I'm sorry op but i think he is deliberately using this bs as a stick to beat you with.

Be careful, this sounds dangerously close to abuser territory.

HoardingSamphireSaurus · 15/10/2021 13:24

Oh he does! He wrote it at/to you to voice his displeasure. What else could it mean?

You might have one of those controlling, illogical ones on your hands there. I'm pretty certain I couldn't put up with it.

Aprilx · 15/10/2021 13:24

Your current partner is an idiot. It is either a coincidence, or I would not be surprised if he has made up the hacking story.

Jellyheadbang · 15/10/2021 13:26

He sounds bonkers, does he smoke weed or do lots of recreational drugs?
Conspiracy theorist?
Unless he's 100% off-grid anyone can access pretty much all of his details online with a bit of net savvy or access to his bin!
I wonder if it's even true about the hacking? Could he have made it up to prove a point? (Paranoid conspiracy theorist here too 🤣)

NoSquirrels · 15/10/2021 13:28

He sounds a bit mad.

If he won’t even have direct debits how does he function? Does he use online banking? Or just use cash and write cheques?

Loon.

Lunafeline · 15/10/2021 13:28

He can be a hard work but he’s not an abuser. He knows he wouldn’t get away with abuse and I’d walk. Been through it with a narcissist 4 years ago and I’d never put up with that again.

With the narc I was lucky I spotted the signs after a couple of months and I ran for the hills, I was surprised how much damage he did in such a short space of time.

OP posts:
Lunafeline · 15/10/2021 13:34

No drugs and not a conspiracy theorist, just very paranoid about personal details. He’s lovely otherwise, but if this continues I’ll have to think about my options.

It would be a shame as he’s very loving and trustworthy. I really don’t want to have to start thinking about moving out but if he carries on with this, my sanity is worth more.

OP posts:
Pinkbonbon · 15/10/2021 13:35

Just bare in mind op there are different signs for different abusers. All too often we think 'oh he nothing like the abuser I encountered before so he can't be abusive'. Abuse presents itself in many different ways.

Some covert narcissists for example, may constantly nitpick. Until you are exhausted by it. Where as others may never create arguments but may constantly do shitty things and make you exhaust yourself trying to explain to them why their behaviour is hurtful.

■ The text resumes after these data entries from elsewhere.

Issue #270, opened 2015-06-03
EXC_BAD_ACCESS in in MPApplicationStateSerializer.m


weibel:
line 41: screenshotImageForWindowAtIndex: I often get a EXC_BAD_ACCESS  soon after initialization on
```[window drawViewHierarchyInRect:window.bounds afterScreenUpdates:NO]```

The log says
> <Error>: CGContextSaveGState: invalid context 0x0. This is a serious error. This application, or a 
> library it uses, is using an invalid context  and is thereby contributing to an overall degradation of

HollowTalk · 15/10/2021 13:38

You've gone from one horrible relationship to another, OP. This guy sounds totally paranoid - what on earth is his reason for not using direct debits? How could your ex hack into his account with only his address? He wouldn't even know his bank account sort code and account number.

If he's trying to blame you for something that went wrong for him, then he's not a good guy.

I bet he's done something himself - entered his password in response to an email "from the bank" etc.

HoardingSamphireSaurus · 15/10/2021 13:38

You are right. It doesn't matter who or what he is, if it has a negative impact on your mental health then you have to put yourself first.

Bluntness100 · 15/10/2021 13:42

Yeah that’s not right and so bloody weird, he sounds like a jealous teen. What does he mean you don’t know everything about him and trying to make out yout ex is some form of criminal computer mastermind.

Honestly I’d respond with “grow the fuck up or pack your shit up and go”

Men like this and women pandering to that shit annoy me. Lay it down for him once and for all.